Peut-être rencontrerais-je aussi la vertu vraie, plus soucieuse d’être que de se montrer…
Oui, je voudrais pouvoir me glisser dans tous ces cœurs sous la forme d’une petite pensée bien subtile et bien agile, et m’initier ainsi à tout ce qui y est renfermé.
Ces mots suffisaient aux galoches. L’interne aussitôt crut sentir son corps se dissoudre, et il commença à voyager, comme il l’avait souhaité, à travers les cœurs des spectateurs.
Le premier qu’il visita était celui d’une femme mariée.
Il crut être dans un établissement orthopédique, où l’on voit accrochées aux murs des moulures en plâtre de tous les cas de difformité : mais il y avait cette différence que, dans le cœur de cette dame, ces figures étaient la représentation des défauts corporels et spirituels de toutes ses amies.
L’interne (nous pouvons lui conserver ce nom) s’enfuit au plus vite dans un autre cœur de femme.
Celui-ci lui parut comme une cellule paisible où une lampe éclairait doucement de ses rayons les versets du Livre sacré.
Les parfums d’innocence et de recueillement qu’on respirait dans cet asile le rendaient lui-même meilleur.
Il se sentit digne alors de pénétrer dans un autre sanctuaire : c’était comme une pauvre mansarde où une mère malade se désolait en regardant son enfant.
Mais le soleil d’or du bon Dieu apparut à la fenêtre ouverte ; des roses gracieuses y fleurirent, et deux charmants petits oiseaux firent entendre leurs gazouillements, tandis que la mère, plus calme, implorait la bénédiction du ciel pour son enfant bien-aimé.
Puis l’interne traversa un étal de boucher ; de la viande et rien de plus : c’était le cœur d’un homme riche et bien posé, dont le nom figure dans l’Almanach du commerce.

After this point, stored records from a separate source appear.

PR #873, opened 2019-05-07
MH-13531 - upgrade spring-security and jasig cas library to fix issue…

kristofkeppens:
… with https and reverse proxies

See https://opencast.jira.com/browse/MH-13531 for more explanation.


lkiesow:
If no one else wants's to take the review, I'll test it as best as I can until tomorrow without having an actual CAS server.

lkiesow:
Seems to work as far as I can tell → merged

De là le voyageur passa dans le cœur de la veuve d’un millionnaire : c’était un vieux pigeonnier avec le portrait de l’époux défunt qui servait de girouette.
Ce fut, après cela, une grande salle dont tous les murs étaient cachés sous des glaces d’un grand prix.

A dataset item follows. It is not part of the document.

PR #874, opened 2019-05-07
MH-13532 Role support for workflows

pmiddend:
This PR adds the ability to define roles for workflows, as such:

- A workflow definition can specify a list of roles.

Leur disposition multipliait les objets à l’infini. Au milieu de cette magnificence était assise, semblable à un Dalaï-Lama, l’individualité insignifiante d’un personnage infatué de lui-même et de ses richesses.

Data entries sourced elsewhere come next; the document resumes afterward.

PR #876, opened 2019-05-07
MH-13534 Add Hourly Data Resolution For Statistics

krinnewitz:
This PR consists of two parts:

The first part allows for different sources for different resolutions with influx. This changes the handling of statistics configurations such that for each provider type, there can be a different configuration format. This makes the mechanism more flexible and reflects the actual variety of options that might come with different sources. This way, we also get rid of the "source" property of the configuration which used to be a compisite string. This didn't make too much sense since we were using JSON already. The new configuration format allows to specify different sources for one influx provider, so that one can use specific measuemrents for certain data resolutions. In practice you might want to use shorter retentions for finer-grained measurements. This change enables you to do so.

This makes it possible to implement the second part: Hourly data resolution for statistics. This adds a new data resolution "hourly" to support finer-grained charts.

Also, I have included two sample configs for an easy review. I will remove these configs before this PR gets merged.

### DIFF
--- a/docs/guides/admin/docs/configuration/admin-ui/statistics.md
+++ b/docs/guides/admin/docs/configuration/admin-ui/statistics.md
@@ -75,9 +75,9 @@ For each provider, the following properties have to be configured:
     - **`resourceIdName`**, e.g. `episodeId` tells Opencast that the InfluxDB tag identifying the resource type this
        provider refers to is named `episodeId`.
     - **`resolutions`** is a list of resolutions supported by this provider. Opencast allows the user to select a
-      _resolution_ with which the data is displayed. Valid values are `DAILY`, `WEEKLY`, `MONTHLY` and `YEARLY`. E.g.
-      when a chart shows data of two years, a `DAILY` resolution will lead to 2x365=730 values to be plotted while a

Le pauvre interne ne savait comment s’expliquer à lui-même cette merveilleuse pérégrination.
— Je crois, se dit-il, que j’ai des dispositions à la folie.
Et il se rappela en même temps l’aventure de la veille, quand sa tête s’était trouvée prise entre les barreaux de la grille.
— C’est là que j’aurai attrapé mon mal, continua-t-il ; il faudra que je me soigne. Peut-être un bain russe me serait-il favorable ; je voudrais bien en prendre un.
Aussitôt il se trouva tout habillé, avec ses bottes et ses galoches, dans une étuve où des gouttes d’eau brillante lui tombaient du plafond sur la tête.
— Ouf ! s’écria-t-il, en s’échappant au plus vite par la salle ; de l’eau froide !
Les garçons, à sa vue, tressaillirent comme tout prêts à s’enfuir.
— N’ayez pas peur, leur dit-il, c’est un pari.
Et il s’esquiva pour rentrer chez lui.
Dès qu’il fut arrivé dans sa chambre, il s’appliqua deux larges vésicatoires, l’un sur la nuque et l’autre sur les reins pour combattre les symptômes de la folie.
Le lendemain tout son dos était à vif : ce fut ce que les galoches du Bonheur lui valurent de plus positif.